**DATA TO PROCESS**
Issue #1425, opened 2025-12-18
New collection: Kura


azeey:
- [ ] Create `gazebodistro` file for new collection ([example](https://github.com/gazebo-tooling/gazebodistro/pull/181))
  - https://github.com/gazebo-tooling/gazebodistro/pull/225
- [ ] Create `gz-<collection>` and `gz-<collection>-release` repositories ([example source](https://github.com/gazebosim/gz-jetty), [example release](https://github.com/gazebo-release/gz-jetty-release))
- [ ] Create homebrew-simulation formula for new collection ([example](https://github.com/osrf/homebrew-simulation/pull/2832))
- [ ] Create collection view on release-tools and build nightlies ([example](https://github.com/gazebo-tooling/release-tools/pull/1199))
- [ ] Add docs for new collection ([example](https://github.com/gazebosim/docs/pull/524))
- [ ] Add new collection label:
    - [ ] Add to pr-collection-labeler ([example](https://github.com/gazebo-tooling/pr-collection-labeler/pull/36))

**EXERCISE DIRECTIONS**
Copy the lines of the data above exactly as written, beginning with the line containing "file for new" and ending with the line containing "- https://github.com/gazebo-tooling/gazebodistro/pull/225", and leave out all other lines.

**EXERCISE SOLUTION**
- [ ] Create `gazebodistro` file for new collection ([example](https://github.com/gazebo-tooling/gazebodistro/pull/181))
  - https://github.com/gazebo-tooling/gazebodistro/pull/225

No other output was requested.